■ EXERCISE:
In the listing below, locate the lines that hold "Consider" and copy them.

■ SOURCE DATA:

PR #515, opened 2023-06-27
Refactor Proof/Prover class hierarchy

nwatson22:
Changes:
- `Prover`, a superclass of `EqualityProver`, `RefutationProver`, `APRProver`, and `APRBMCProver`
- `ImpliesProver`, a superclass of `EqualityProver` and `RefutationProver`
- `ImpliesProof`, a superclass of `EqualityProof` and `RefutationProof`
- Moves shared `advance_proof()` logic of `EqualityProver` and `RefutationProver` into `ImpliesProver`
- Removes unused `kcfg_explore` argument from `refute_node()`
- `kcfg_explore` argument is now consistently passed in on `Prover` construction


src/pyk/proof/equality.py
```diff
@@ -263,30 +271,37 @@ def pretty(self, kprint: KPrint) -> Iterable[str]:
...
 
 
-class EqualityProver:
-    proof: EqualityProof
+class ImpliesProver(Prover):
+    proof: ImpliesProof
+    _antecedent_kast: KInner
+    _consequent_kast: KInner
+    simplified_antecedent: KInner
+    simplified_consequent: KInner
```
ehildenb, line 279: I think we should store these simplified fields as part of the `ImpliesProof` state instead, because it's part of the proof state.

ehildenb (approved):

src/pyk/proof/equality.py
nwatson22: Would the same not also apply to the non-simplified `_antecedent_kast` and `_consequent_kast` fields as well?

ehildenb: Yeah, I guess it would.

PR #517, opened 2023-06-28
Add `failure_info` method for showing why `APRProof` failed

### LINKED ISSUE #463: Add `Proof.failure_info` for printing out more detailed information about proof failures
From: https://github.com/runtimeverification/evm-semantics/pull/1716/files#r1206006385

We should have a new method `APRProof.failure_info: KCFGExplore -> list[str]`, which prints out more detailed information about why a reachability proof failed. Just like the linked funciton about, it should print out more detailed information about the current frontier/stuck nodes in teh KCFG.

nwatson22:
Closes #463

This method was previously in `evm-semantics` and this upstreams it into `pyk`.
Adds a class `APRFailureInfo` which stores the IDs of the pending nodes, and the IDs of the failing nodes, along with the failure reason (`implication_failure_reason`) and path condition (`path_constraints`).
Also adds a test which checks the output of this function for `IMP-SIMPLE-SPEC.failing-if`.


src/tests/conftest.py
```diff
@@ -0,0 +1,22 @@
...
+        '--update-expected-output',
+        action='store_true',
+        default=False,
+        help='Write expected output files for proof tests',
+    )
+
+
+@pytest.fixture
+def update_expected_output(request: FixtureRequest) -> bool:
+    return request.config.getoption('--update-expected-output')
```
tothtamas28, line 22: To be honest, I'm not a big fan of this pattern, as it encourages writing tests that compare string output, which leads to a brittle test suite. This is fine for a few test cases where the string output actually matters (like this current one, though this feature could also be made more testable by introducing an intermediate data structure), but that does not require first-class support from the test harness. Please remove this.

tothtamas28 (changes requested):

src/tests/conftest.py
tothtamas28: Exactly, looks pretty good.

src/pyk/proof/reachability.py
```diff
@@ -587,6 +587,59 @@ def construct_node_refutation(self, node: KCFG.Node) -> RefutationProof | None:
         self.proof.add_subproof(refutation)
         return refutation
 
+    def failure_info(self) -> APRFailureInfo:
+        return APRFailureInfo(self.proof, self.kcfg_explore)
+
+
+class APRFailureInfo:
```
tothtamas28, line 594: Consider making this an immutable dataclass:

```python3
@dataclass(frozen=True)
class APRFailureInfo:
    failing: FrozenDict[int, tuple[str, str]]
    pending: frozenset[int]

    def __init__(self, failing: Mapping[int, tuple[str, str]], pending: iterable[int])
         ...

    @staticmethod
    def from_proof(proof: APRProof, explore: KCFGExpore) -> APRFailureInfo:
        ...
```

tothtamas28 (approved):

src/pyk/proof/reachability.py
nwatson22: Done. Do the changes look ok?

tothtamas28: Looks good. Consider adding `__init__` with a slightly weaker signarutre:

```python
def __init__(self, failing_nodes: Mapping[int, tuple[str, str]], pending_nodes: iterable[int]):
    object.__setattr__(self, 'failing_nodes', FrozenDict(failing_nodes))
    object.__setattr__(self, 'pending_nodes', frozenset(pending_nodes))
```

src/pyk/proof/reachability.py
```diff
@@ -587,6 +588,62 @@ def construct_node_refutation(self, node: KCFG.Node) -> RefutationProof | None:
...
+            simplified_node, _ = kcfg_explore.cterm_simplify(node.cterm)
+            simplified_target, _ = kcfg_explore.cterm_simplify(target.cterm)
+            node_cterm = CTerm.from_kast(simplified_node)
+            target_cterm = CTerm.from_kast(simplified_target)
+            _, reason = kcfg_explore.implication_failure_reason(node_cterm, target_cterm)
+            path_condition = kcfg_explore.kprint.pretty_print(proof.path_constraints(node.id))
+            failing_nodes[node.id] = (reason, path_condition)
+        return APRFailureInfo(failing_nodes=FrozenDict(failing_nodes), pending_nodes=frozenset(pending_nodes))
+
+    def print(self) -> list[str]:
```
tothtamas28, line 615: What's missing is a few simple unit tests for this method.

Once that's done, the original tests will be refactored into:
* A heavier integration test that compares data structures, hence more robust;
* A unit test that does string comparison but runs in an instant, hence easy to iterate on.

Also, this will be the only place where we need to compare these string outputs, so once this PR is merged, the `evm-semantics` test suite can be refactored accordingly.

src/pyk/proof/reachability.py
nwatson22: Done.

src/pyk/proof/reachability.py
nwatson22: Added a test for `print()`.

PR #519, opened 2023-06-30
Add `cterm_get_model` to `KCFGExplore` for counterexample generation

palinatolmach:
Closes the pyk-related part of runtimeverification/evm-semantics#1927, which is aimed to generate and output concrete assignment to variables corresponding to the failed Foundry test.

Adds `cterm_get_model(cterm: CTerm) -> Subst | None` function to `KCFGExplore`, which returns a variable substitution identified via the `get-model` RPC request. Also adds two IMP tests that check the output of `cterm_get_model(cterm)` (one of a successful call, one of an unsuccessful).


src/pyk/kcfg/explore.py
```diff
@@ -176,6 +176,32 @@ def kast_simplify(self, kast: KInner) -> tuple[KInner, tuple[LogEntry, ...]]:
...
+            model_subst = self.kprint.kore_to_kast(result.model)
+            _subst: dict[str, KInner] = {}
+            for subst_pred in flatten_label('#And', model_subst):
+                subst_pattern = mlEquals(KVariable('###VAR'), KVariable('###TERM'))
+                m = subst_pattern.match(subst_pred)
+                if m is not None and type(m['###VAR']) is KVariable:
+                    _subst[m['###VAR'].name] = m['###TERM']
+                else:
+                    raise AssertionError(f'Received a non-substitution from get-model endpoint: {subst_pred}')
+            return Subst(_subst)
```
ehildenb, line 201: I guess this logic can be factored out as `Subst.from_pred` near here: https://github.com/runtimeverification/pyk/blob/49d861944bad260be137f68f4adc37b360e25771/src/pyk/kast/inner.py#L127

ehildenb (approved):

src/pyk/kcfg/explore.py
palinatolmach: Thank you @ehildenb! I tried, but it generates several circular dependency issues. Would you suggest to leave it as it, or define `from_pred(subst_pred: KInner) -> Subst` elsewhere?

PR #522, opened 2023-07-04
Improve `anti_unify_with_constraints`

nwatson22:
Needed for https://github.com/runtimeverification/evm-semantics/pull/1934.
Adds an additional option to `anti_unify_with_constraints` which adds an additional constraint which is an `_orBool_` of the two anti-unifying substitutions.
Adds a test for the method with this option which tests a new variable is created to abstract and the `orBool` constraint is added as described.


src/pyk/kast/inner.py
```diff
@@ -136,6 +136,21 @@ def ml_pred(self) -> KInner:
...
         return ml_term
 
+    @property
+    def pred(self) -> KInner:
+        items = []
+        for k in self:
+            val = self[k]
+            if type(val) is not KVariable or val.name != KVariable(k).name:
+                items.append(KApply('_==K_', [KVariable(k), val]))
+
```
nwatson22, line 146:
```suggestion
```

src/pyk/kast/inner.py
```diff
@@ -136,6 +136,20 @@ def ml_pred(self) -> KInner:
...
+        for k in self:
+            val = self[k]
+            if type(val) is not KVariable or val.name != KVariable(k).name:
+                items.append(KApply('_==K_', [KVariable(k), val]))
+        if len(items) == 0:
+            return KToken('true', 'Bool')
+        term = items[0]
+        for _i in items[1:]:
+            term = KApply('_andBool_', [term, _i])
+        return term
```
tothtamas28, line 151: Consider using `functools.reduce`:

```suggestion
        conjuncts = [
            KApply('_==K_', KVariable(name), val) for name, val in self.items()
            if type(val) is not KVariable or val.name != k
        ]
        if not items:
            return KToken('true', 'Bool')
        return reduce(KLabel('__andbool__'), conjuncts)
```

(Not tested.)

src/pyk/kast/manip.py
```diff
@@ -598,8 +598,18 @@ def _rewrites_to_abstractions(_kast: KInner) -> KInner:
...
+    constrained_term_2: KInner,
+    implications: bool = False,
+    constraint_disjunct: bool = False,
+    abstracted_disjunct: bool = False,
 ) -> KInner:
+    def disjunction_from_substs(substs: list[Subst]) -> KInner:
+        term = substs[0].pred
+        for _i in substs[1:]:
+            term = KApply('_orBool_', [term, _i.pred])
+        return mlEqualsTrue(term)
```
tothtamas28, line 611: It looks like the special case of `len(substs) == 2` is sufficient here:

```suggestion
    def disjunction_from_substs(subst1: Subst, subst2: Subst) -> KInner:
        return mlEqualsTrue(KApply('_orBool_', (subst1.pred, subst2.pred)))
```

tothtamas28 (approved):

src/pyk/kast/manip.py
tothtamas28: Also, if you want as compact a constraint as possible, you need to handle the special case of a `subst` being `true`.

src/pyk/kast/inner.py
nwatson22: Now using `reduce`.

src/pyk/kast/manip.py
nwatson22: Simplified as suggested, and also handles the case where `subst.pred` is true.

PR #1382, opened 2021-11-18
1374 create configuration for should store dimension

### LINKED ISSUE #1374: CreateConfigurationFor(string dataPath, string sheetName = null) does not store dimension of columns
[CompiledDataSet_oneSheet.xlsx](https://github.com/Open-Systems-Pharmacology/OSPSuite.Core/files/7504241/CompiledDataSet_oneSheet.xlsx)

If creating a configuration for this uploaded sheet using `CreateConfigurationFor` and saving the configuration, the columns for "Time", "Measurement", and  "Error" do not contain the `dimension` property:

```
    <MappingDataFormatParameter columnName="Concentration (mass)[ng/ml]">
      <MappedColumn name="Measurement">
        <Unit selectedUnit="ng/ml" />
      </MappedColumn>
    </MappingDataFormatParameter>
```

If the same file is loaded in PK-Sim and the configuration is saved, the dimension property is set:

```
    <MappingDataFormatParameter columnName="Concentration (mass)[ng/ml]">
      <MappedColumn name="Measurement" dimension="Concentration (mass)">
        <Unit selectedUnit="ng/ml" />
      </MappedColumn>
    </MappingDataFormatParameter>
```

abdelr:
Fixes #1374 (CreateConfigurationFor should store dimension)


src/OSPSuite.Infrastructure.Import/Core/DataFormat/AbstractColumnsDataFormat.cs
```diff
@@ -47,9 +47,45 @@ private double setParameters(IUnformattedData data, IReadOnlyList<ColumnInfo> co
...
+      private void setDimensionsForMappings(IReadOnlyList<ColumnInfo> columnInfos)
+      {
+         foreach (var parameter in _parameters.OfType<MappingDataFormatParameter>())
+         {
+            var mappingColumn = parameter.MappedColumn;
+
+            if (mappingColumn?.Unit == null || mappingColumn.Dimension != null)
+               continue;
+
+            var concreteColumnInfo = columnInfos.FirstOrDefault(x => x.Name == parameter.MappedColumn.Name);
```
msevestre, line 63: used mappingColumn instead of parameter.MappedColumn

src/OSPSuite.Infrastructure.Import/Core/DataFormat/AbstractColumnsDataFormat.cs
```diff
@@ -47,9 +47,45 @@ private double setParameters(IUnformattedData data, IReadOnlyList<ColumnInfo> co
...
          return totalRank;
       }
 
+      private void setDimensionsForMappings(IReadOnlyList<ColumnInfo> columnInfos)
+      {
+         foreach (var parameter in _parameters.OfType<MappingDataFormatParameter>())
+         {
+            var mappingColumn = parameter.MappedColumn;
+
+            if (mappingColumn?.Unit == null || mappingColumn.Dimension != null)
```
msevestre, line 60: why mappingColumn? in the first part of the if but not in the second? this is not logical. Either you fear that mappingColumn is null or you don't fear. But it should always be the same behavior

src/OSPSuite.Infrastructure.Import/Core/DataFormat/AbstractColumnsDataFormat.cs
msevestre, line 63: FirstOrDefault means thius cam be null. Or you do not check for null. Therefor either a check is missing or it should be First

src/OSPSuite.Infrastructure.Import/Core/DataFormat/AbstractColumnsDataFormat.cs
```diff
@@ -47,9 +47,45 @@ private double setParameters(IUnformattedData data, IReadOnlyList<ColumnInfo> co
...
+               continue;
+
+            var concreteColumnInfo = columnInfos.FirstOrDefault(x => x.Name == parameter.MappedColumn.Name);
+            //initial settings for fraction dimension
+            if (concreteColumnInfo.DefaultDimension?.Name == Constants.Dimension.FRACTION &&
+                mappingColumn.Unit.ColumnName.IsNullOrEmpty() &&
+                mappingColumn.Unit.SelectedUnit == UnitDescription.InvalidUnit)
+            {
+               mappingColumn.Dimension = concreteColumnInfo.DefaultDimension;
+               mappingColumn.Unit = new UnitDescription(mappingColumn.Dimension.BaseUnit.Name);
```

■ YOUR RESPONSE:
tothtamas28, line 594: Consider making this an immutable dataclass:
tothtamas28: Looks good. Consider adding `__init__` with a slightly weaker signarutre:
tothtamas28, line 151: Consider using `functools.reduce`:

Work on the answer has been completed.